The choice of code depends strongly on the error rate and structure of the data.

1. Hamming codes

very efficient (low redundancy)
correct only 1 bit error
suitable only for very stable data

→ Usually too weak for biometric systems.

2. BCH codes (used in VisuKey)

correct multiple bit errors (t configurable)
flexible parameters (n, k, t)
well analyzed and efficiently implementable

A BCH code satisfies:

d_min ≥ 2t + 1

→ can reliably correct t errors

Typical example:

(255, 131, t=15)

→ suitable for moderate noise levels in embeddings

3. LDPC codes

very strong at high error rates
iterative decoding
higher implementation effort

→ interesting for future versions with heavier noise

4. Reed–Solomon codes

operate on symbols rather than bits
robust to burst errors

→ less suitable for binarized embeddings

Why BCH codes are a good fit for VisuKey

In VisuKey, errors typically appear as distributed bit flips from small image changes.
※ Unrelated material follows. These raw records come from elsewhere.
PR #4581, opened 2019-02-27
Prepare for KMS GA release - upgrade versions to 1.0.0.

kolea2:
When we next release, the version increments for KMS will need to be reverted so we can start at 1.0.0.

### DIFF
--- a/google-cloud-bom/pom.xml
+++ b/google-cloud-bom/pom.xml
@@ -467,7 +467,7 @@
       <dependency>
         <groupId>com.google.cloud</groupId>
         <artifactId>google-cloud-kms</artifactId>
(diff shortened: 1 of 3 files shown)


sduskis:
I'm not completely sure how the `versions.txt` gets processed, but I don't think that the current proposal will work.  Maybe you'd need `1.0.0-SNAPSHOT`?

kolea2:
@sduskis see here for an example of how versions get updated: https://github.com/googleapis/google-cloud-java/pull/4536/files#diff-9fa081a8634fe9e631cd85762bb9ceb9R4. We'll need to manually keep it at 1.0.0 when we release this first time (no snapshot). This is more a placeholder commit to at least change the files to be 1.x.x with no 'beta' version marking.

PR #4590, opened 2019-02-28
Change MessageDispatcher to own its own queue.

dpcollins-google:


sduskis:
@dpcollins-google: Do you know why there was a shared list to begin with?  What behavior is changed as part of this PR?

dpcollins-google:
> @dpcollins-google: Do you know why there was a shared list to begin with? What behavior is changed as part of this PR?

I don't have the background on why there was a shared list.  Under default configurations, there is no change as there is only StreamingSubscriberConnection.

As you increase this number, having a shared list could hypothetically decrease the latency to handle a given batch, but it will also massively increase contention as every ack action and every new batch received by every connection has to synchronize on that one object.

dpcollins-google:
I should clarify that, because pulls occur on every new batch or ack/nack/expiration, the realistic latency is unlikely to be high anyway.

sduskis:
@kamalaboulhosn or @kimkyung-goog, can you please confirm that there isn't a conflict between this and the ordered key issues?

kamalaboulhosn:
@sduskis There will be some things to work out with ordering keys, but @dpcollins-google and @kimkyung-goog will work to ensure that everything is resolved on the ordering keys branch before we integrate any of those changes into master.

PR #4594, opened 2019-02-28
Using the google-cloud-http-bom

### LINKED ISSUE #4580: Depend on google-http-java-client BOM
Instead of versions directly.

sduskis:
Fixes #4580


sduskis:
@elharo, FYI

BCH code properties match this well:

errors are randomly distributed → BCH is a good fit
moderate error rate → no need for LDPC
deterministic decoding → stable output

BCH codes also combine well with bit selection:

effective error rate ↓ → smaller t is enough

Combined flow in VisuKey

Capture image
Compute embedding (e.g. 512-dim)
Binarization → b
Select stable bits → b_stable
Apply BCH encoding
Store helper data
Derive key (hash)

When reading again:

new r is produced
error correction reconstructs b
the same key is produced

Conclusion

Error correction codes are the central piece that turns noisy biometric data into stable cryptographic keys.

BCH codes in particular offer a strong balance of efficiency, correction capability, and implementability.

Combining signal processing, statistical bit selection, and coding theory makes it possible to build reliable, secure authentication from fuzzy real-world measurements—as in VisuKey.

Author: Ruedi von Kryentech

Created: 6 Apr 2026 · Last updated: 6 Apr 2026

Technical content as of the last update.